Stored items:
[Start of Attachment]

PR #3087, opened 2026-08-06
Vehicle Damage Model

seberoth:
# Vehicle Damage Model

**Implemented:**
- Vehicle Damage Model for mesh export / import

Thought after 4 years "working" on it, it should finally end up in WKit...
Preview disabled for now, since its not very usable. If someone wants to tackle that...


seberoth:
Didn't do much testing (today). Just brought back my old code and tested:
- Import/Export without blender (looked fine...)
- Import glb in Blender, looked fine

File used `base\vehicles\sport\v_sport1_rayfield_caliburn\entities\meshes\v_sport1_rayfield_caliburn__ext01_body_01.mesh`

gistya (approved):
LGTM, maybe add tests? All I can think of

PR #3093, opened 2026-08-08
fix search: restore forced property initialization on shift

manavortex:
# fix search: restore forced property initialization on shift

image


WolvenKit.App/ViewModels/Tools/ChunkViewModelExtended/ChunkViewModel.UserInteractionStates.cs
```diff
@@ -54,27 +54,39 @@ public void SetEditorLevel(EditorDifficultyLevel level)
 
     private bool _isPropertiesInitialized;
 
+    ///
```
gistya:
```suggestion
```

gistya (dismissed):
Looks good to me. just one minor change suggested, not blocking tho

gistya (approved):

[End of Attachment]
[Start of Attachment]

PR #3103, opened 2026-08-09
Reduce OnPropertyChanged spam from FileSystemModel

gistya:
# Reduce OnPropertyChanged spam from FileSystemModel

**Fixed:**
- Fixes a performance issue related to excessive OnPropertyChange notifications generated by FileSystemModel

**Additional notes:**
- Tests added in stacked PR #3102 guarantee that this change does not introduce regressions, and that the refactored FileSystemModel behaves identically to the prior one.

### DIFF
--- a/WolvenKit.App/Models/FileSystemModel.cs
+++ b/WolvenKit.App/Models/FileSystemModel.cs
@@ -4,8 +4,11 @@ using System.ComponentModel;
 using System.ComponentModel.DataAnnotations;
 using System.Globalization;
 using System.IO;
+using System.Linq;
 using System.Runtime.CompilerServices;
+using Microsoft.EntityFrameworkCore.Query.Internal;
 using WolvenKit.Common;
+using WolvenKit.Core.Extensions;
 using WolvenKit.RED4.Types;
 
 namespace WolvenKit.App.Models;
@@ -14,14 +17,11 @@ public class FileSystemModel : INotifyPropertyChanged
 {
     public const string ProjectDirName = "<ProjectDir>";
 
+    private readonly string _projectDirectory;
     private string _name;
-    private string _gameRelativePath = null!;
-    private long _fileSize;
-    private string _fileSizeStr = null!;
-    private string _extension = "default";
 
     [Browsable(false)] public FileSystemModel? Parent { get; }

[End of Attachment]

=== Exercise prompt ===
Reply with one number, the count of lines in the records that include the word "WolvenKit".

=== Your response ===
7